Farmers/Herdsmen clashes: UK Parliament postpones T.Y. Danjuma’s invitation
The United Kingdom Parliament on Friday postponed its invitation extended to a former chief of army staff, Gen. Theophilus Danjuma to speak on the lingering killings and attacks in the troubled North and central Nigeria.
Recall that members of the British House of Lords, which is the upper house of that country’s parliament, invited Danjuma, a former chief of army staff, to address them on September 5 on the violence that has claimed over 1,500 civilians this year alone. But two days since the date passed, there was no indication that it held or any information about why it failed to hold.
A widely circulated announcement of the programme said Danjuma would address the House of Lords on whether Nigeria faces an existential threat with the large-scale killings that have also seen hundreds of thousands villagers displaced across several states along the Benue River.
Also invited to speak alongside Danjuma was Ben Kwashi, the Anglican Archbishop of Jos, the capital of Plateau State where hundreds have been killed in attacks linked to herdsmen this year alone.

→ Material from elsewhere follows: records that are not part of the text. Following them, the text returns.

PR #909, opened 2018-06-25
Exclude list values from fulltext search

### LINKED ISSUE #906: v2 wildcard fulltext search error
I get this error with this request `http://localhost:3333/v2/search/*i*`:
```json
{
error: "org.knora.webapi.InconsistentTriplestoreDataException: Expected http://www.w3.org/2000/01/rdf-schema#label in assertions for a value object of type list value."
}
```
It works with:
- two letters : `http://localhost:3333/v2/search/*ii*`
- **v1** : `http://localhost:3333/v2/search/*i*?searchtype=fulltext`

Update doc ? not found any mentions of:
- the wildcard for full text search
- the 3 characters required for the search value

tobiasschweizer:
List values are excluded from fulltext search because `knora-base:valueHasString` contains the list node's Iri. The only real use case would be a comment on the list value.

resolves #906

### DIFF
--- a/docs/src/paradox/03-apis/api-v2/reading-and-searching-resources.md
+++ b/docs/src/paradox/03-apis/api-v2/reading-and-searching-resources.md
@@ -161,6 +161,20 @@ HTTP GET to http://host/v2/search/searchValue[limitToResourceClass=resourceClass
 Please note that the first parameter has to be preceded by a question
 mark `?`, any following parameter by an ampersand `&`.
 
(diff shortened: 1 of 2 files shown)


tobiasschweizer:
see https://github.com/dhlab-basel/Knora/issues/813#issuecomment-399863278

tobiasschweizer:
> Please update the release notes, too.

done in https://github.com/dhlab-basel/Knora/pull/909/commits/831c524d56b2fdc409ea2040395823e398877854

They were invited by David Alton and Caroline Cox, both life peers from Liverpool and Queensbury, respectively.
“The event was postponed, which is why there have been no reports about it and no record of the event appears on the UK Parliament website,” a spokesperson for Christian Solidarity Worldwide (CSW), which coordinated the event and circulated invitations said on Friday afternoon.

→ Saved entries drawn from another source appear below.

Issue #889, opened 2018-06-14
Gravsearch response content and type support 


gfoo:
I summarize here all what I would (finally) need in my project to fully use Gravsearch : 
- Resource default response content (like "rdfs:label"):
  - creationDate (+ order by)
  - lastModificationDate (+ order by)
  - attachedToUser
- ~~knora-base:UriValue type support~~ (not relevant, see next answer)

related to #802 #793

Thanks a lot !

n.b. : now, I only use Gravsearch to retrieve and search for data in my project (oh yeah !), works like a charm as we say today 👍

benjamingeer:
Support for `creationDate`, `lastModificationDate`, and `attachedToUser` should be easy to add. But I would like to do this after #813 and #630.

gfoo:
`xsd:anyURI` works for me, many thanks.  (May be update the doc as well: https://docs.knora.org/paradox/03-apis/api-v2/query-language.html)

tobiasschweizer:
@gfoo Don't be afraid, I am just playing around with the emojis :-)

benjamingeer:
@gfoo Do you still need this functionality, or can I close this issue like #793?

gfoo:
You can close, thx.

Issue #763, opened 2018-03-05
refactor splitMainResourcesAndValueRdfData so it uses SparqlExtendedConstructResponse


tobiasschweizer:
- use `SparqlExtendedConstructResponse` so the language tag can be taken into account
- do not return a list node's label for a list value. Instead, the client has to make a request to the v2 list route (requires a change in SALSAH)
- make case class for `Map[IRI, ConstructResponseUtilV2.ResourceWithValueRdfData]`
- make case class for `Map[IRI, Seq[ValueRdfData]]`

tobiasschweizer:
```
 ```
def createValueContentV2FromValueRdfData(valueObject: ValueRdfData, mappings: Map[IRI, MappingAndXSLTransformation]): ValueContentV2 = {
        val stringFormatter = StringFormatter.getGeneralInstance

        // every knora-base:Value (any of its subclasses) has a string representation
        val valueObjectValueHasString: String = valueObject.assertions(OntologyConstants.KnoraBase.ValueHasString).head.toString

        // every knora-base:value (any of its subclasses) may have a comment
        val valueCommentOption: Option[String] = valueObject.assertions.get(OntologyConstants.KnoraBase.ValueHasComment) match {
            case Some(literals: Seq[LiteralV2]) => Some(literals.head.toString)
            case None => None
        }

        valueObject.valueObjectClass match {
            case OntologyConstants.KnoraBase.TextValue =>

                if (valueObject.standoff.nonEmpty) {
                    // standoff nodes given
                    // get the IRI of the mapping
                    val mappingIri: IRI = valueObject.assertions.getOrElse(OntologyConstants.KnoraBase.ValueHasMapping, throw InconsistentTriplestoreDataException(s"no mapping IRI associated with standoff belonging to textValue ${valueObject.valueObjectIri}")).head.toString

                    val mapping: MappingAndXSLTransformation = mappings(mappingIri)

                    val standoffTags: Vector[StandoffTagV1] = StandoffTagUtilV1.createStandoffTagsV1FromSparqlResults(mapping.standoffEntities, valueObject.standoff.map {
                        case (standoffNode: IRI, assertion: Map[IRI, Seq[LiteralV2]]) =>
                            (standoffNode, assertion.map {
                                case (standoffProp, standoffObjs) =>
                                    (standoffProp, standoffObjs.head.toString)
                            })
                    })

[...]

PR #910, opened 2018-06-25
Query standoff markup in Gravsearch

### LINKED ISSUE #630: Implement Standoff Search

benjamingeer:
- [x] Find standoff tags that enclose text containing search terms (optimised using the full-text search index).
- [x] Search for standoff link tags by link target.
- [x] Search for standoff date tags by comparing the date to a `knora-api-simple:Date` in a `FILTER`.
- [x] Support `owl:TransitiveProperty` and `standoffTagHasStartAncestor` as per https://github.com/dhlab-basel/Knora/issues/630#issuecomment-396976505.
- [x] Don't allow project-specific ontologies to use `owl:TransitiveProperty`.
- [x] Type-check all typeable entities used as function arguments.
- [x] Add docs.
- [x] Add tests.
- [x] Update release notes.

To get support for `standoffTagHasStartAncestor`, you have to recreate your repository and restart GraphDB.

Resolves #630.


benjamingeer:
@tobiasschweizer I'm having a problem with the processing of the results of the main query. I want to write a query that finds the letter `http://rdfh.ch/0801/beol/-0tI3HXgSSOeDtkf-SA00w`, which has a standoff link to Claude Jordan (GND `"(VIAF)271899510"`).

This query works:

```sparql
PREFIX knora-api: <http://api.knora.org/ontology/knora-api/v2#>
PREFIX knora-api-simple: <http://api.knora.org/ontology/knora-api/simple/v2#>
PREFIX standoff: <http://api.knora.org/ontology/standoff/v2#>
PREFIX beol: <http://0.0.0.0:3333/ontology/0801/beol/v2#>

CONSTRUCT {
    ?letter beol:hasText ?text .
} WHERE {
    ?letter a beol:letter .
    FILTER(knora-api:toSimpleDate(?date) = "GREGORIAN:1756-01-03 CE"^^knora-api-simple:Date)
    ?letter beol:letterHasLanguage ?language .
    ?language knora-api:valueAsString "German" .
    ?letter beol:hasText ?text .
    ?letter knora-api:hasStandoffLinkTo ?person .
    ?person a beol:person .
    ?person beol:hasIAFIdentifier ?iafIdentifier .
    ?iafIdentifier knora-api:valueAsString "(VIAF)271899510" .
}
```

But this one returns `ForbiddenResource`:

```sparql
PREFIX knora-api: <http://api.knora.org/ontology/knora-api/v2#>
PREFIX knora-api-simple: <http://api.knora.org/ontology/knora-api/simple/v2#>
PREFIX standoff: <http://api.knora.org/ontology/standoff/v2#>
PREFIX beol: <http://0.0.0.0:3333/ontology/0801/beol/v2#>

CONSTRUCT {
    ?letter beol:hasText ?text .
} WHERE {
    ?letter a beol:letter .
    FILTER(knora-api:toSimpleDate(?date) = "GREGORIAN:1756-01-03 CE"^^knora-api-simple:Date)
    ?letter beol:letterHasLanguage ?language .
    ?language knora-api:valueAsString "German" .
    ?letter beol:hasText ?text .
    ?text knora-api:textValueHasStandoff ?standoffTag .
    ?standoffTag a knora-api:StandoffLinkTag .
    ?standoffTag knora-api:standoffTagHasLink ?person .
    ?person a beol:person .
    ?person beol:hasIAFIdentifier ?iafIdentifier .
    ?iafIdentifier knora-api:valueAsString "(VIAF)271899510" .
}
```

Could it be that `?person` is being mistaken for a dependent resource, even though it isn't mentioned in the `CONSTRUCT` clause? I'm guessing that it has to do with this code in `SearchResponderV2`, but I'm having trouble understanding how it works:

```scala
// get all the IRIs for variables representing dependent resources per main resource
val dependentResourceIrisPerMainResource: Map[IRI, Set[IRI]] = prequeryResponse.results.bindings.foldLeft(Map.empty[IRI, Set[IRI]]) {
    case (acc: Map[IRI, Set[IRI]], resultRow: VariableResultsRow) =>
        // collect all the values for the current main resource from prequery response

        val mainResIri: String = resultRow.rowMap(mainResourceVar.variableName)

        val dependentResIris: Set[IRI] = dependentResourceVariablesConcat.flatMap {
            dependentResVar: QueryVariable =>

                // check if key exists (the variable could be contained in an OPTIONAL or a UNION)
                val dependentResIriOption: Option[IRI] = resultRow.rowMap.get(dependentResVar.variableName)

                dependentResIriOption match {
                    case Some(depResIri: IRI) =>

                        // IRIs are concatenated, split them
                        depResIri.split(nonTriplestoreSpecificConstructToSelectTransformer.groupConcatSeparator).toSeq

                    case None => Set.empty[IRI] // no value present
                }

        }

        acc + (mainResIri -> dependentResIris)
}
```

tobiasschweizer:
Are you logged in?

tobiasschweizer:
@benjamingeer Do you want me to have look today?

benjamingeer:
> Do you want me to have look today?

Yes please.

tobiasschweizer:
@benjamingeer I think there is a problem in the way the presence is checked for everything specified in the Where clause after permission checking has been done. I would have to look at it more carefully another time.

However, as a temporary solution just bypass it:

https://github.com/dhlab-basel/Knora/blob/af42f6dd709ae75d7a87fbd98967be46c3b5cb0e/webapi/src/main/scala/org/knora/webapi/responders/v2/SearchResponderV2.scala#L2626

-> `                } yield queryResultsSep //queryResWithFullQueryPathOnlyRequestedValues`

Like this, I get the result which means that the query works :-)

tobiasschweizer:
Ok, this where the resource is filtered out:

https://github.com/dhlab-basel/Knora/blob/af42f6dd709ae75d7a87fbd98967be46c3b5cb0e/webapi/src/main/scala/org/knora/webapi/responders/v2/SearchResponderV2.scala#L2504-L2532

Maybe it is related to the collection of dependent resource Iris (as you suspected https://github.com/dhlab-basel/Knora/pull/910#issuecomment-400350921). I will have a look at it!

benjamingeer:
> I will have a look at it!

That would be great, this PR can't be merged before this is fixed.

tobiasschweizer:
Note for myself:

```
println("dep res: " + expectedDependentResources .diff(resAndValueObjIris.resourceIris))
println("val objs " + expectedValueObjects.diff(resAndValueObjIris.valueObjectIris))
```

-> 

> dep res: Set(http://rdfh.ch/biblio/up0Q0ZzPSLaULC2tlTs1sA)
> val objs Set(http://rdfh.ch/biblio/up0Q0ZzPSLaULC2tlTs1sA/values/w14VkrZDSeuZv1qwcJGUmA)

It seems that the main query gets information about the linked person, but the link value is not included as a nested resource.

tobiasschweizer:
@benjamingeer I have an idea, but I would still need to verify that:

I think the person is not included as a nested resource because the `hasStandoffLinkToValue` (reification) is not queried. Normally, the necessary statements to query the reification is created from the linking property. But in that case it is not since we ask for the standoff tag's property.

Maybe this is logic that has to be added to the `SearchResponderV2`so that this is done automatically when processing standoff tag properties.

benjamingeer:
Gravsearch re-implementation of full-text search restricted to a standoff tag:

```sparql
PREFIX knora-api: <http://api.knora.org/ontology/knora-api/v2#>
PREFIX knora-api-simple: <http://api.knora.org/ontology/knora-api/simple/v2#>
PREFIX standoff: <http://api.knora.org/ontology/standoff/v2#>
PREFIX beol: <http://0.0.0.0:3333/ontology/0801/beol/v2#>

CONSTRUCT {
    ?letter beol:hasText ?text .
} WHERE {
    ?letter a beol:letter .
    ?letter beol:hasText ?text .
    ?text knora-api:valueAsString ?textStr .
    ?text knora-api:textValueHasStandoff ?standoffTag .
    ?standoffTag a standoff:StandoffParagraphTag .
    FILTER(knora-api:matchInStandoff(?textStr, ?standoffTag, "Euler"))
}
```

benjamingeer:
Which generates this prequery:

The CSW said no new date has been determined after the postponement, adding that Alton, as the UK official responsible for the event, “would be best placed to answer any questions about when it is likely to take place.”
Alton could not be reached for comments Friday night. Messages and telephone calls to Danjuma were not immediately returned Friday night.
Danjuma’s botched appearance was to hold two days after 11 people were killed and a dozen wounded in an overnight attack on Plateau communities. A similar violence in another Plateau local government had killed several residents only four days earlier.
The assaults on the communities underscore the protraction of the violence in central Nigeria, although overall killings have reduced in intensity across the region in recent weeks.
Danjuma, a one-time defence minister from Taraba State where hundreds have been killed by suspected herdsmen, is amongst the prominent senior citizens from the region who are becoming increasingly outraged by the violence.
In March, he accused the Nigerian armed forces, especially the Nigerian Army and the police, of complicity in the deadly violence, warning residents across the lush plains of Benue River to arm themselves or risk being incrementally wiped off.
“The armed forces are not neutral,” Danjuma said at the maiden convocation of the Taraba State University in Jalingo March 24. “They collude with the armed bandits to kill people, kill Nigerians.”
The comments sent ripples through the country’s security circles, and also placed top officials of the Buhari administration on immediate defensive.
The military said it took the allegations seriously, coming from a retired lieutenant general who hardly comments publicly on issues. The military, however, denied the allegations.
The Nigerian Army promptly set up a panel, which it said comprised human rights advocates and own personnel, to probe the allegations. The panel absolved the military of conspiring to kill citizens as alleged by Mr Danjuma in a report submitted about two months later in May.
In late June, the House of Lords held a session about the killings in Nigeria, with many lawmakers, including Mr Alton, alleging that the killings bored the markings of a coordinated effort to chase Christian residents from their ancestral communities across central Nigeria.
“Despite the herder militia taking more lives during 2015, 2016 and 2017 than Boko Haram, President Buhari, who belongs to the same ethnic group, has been accused of turning a blind eye,” a member, Denis Tunnicliffe, said during a debate on the herdsmen crisis June 28.
“Beyond intermittent verbal condemnations, I cannot see much practical action that has been taken to end the violence, which has emboldened perpetrators even further,” Alton said in his contribution at the time.
However, the federal government did not respond to the scathing June 28 session at the House of Lords.